There are also dangers of drinking too much. Excessive water in comparison to the salt being taken into the body can cause a dilution of sodium in the blood, affecting the vital functioning of this mineral. Signs of this condition – hyponatremia – include nausea, headache, fatigue and confusion. Although hyponatremia is rare, people have died as a result of it.

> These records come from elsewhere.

PR #1347, opened 2024-04-28
Got FFT working again with new syntax.

duvenaud:
I like the new web interface!   But it was a little sad adding extra type annotations.  I was lucky to realize that an especially hairy type on line 126 could be elided by using `each`.  But it's not clear to me why `each` is able to infer the type of the index to loop over when `for` isn't.

### DIFF
--- a/lib/fft.dx
+++ b/lib/fft.dx
@@ -11,7 +11,7 @@ import complex
 
 '## Helper functions
 
-def odd_sized_palindrome(mid:a, seq:n=>a) -> ((n `Either` () `Either` n)=>a) given (a, n|Ix) =
+def odd_sized_palindrome(mid:a, seq:n=>a) -> ((n `Either` () `Either` n)=>a) given (a:Type, n|Ix) =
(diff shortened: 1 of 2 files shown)


dougalm:
Nice!

> But it was a little sad adding extra type annotations. 

Sorry about that. Right now I'm trying to simplify the implementation above all else, which means cutting features.

> But it's not clear to me why each is able to infer the type of the index to loop over when for isn't.

I can explain this one. The new type inference is forward-only and very local (there are arguments for this besides simplifying the implementation but that's another matter). `each` takes a table as an argument which carries an index set. By the time we reach the lambda argument to `each` we've seen that table so we know the index set. But we don't learn the index set for the `for` until we see how the index is used. A general principle of the new inference system is that we never infer things about a variable based on how it's used. Type inference follows data flow. It's the UTI principle: type information shouldn't flow backwards.

But please keep the friction reports coming regardless. I want to at least be aware of the cost I'm imposing on users with these choices.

Just a note about salt – another topic we might return to. Salt absorbed from food and into the bloodstream (it’s typically sodium chloride, but you’ll see references to high or low “sodium”) will draw water in by a process of osmosis. That will make you thirsty and more in need of water just by itself. Excessive salt intake is best avoided, and when it makes you drink extra water, you’re just catching up, not necessarily achieving optimal hydration.

So, select a mug, find a tea-bag or the coffee pot, and put the kettle on!

  1. Adan A. Cognitive performance and dehydration. J Am Coll Nutr. 2012 Apr;31(2):71-8.
  2. Stookley, J.D., Constant, F., Popkin, B.M., and Gardner, C.D. (2008). Drinking Water Is Associated With Weight Loss in Overweight Dieting Women Independent of Diet and Activity. Obesity, 16, 2481– 2488.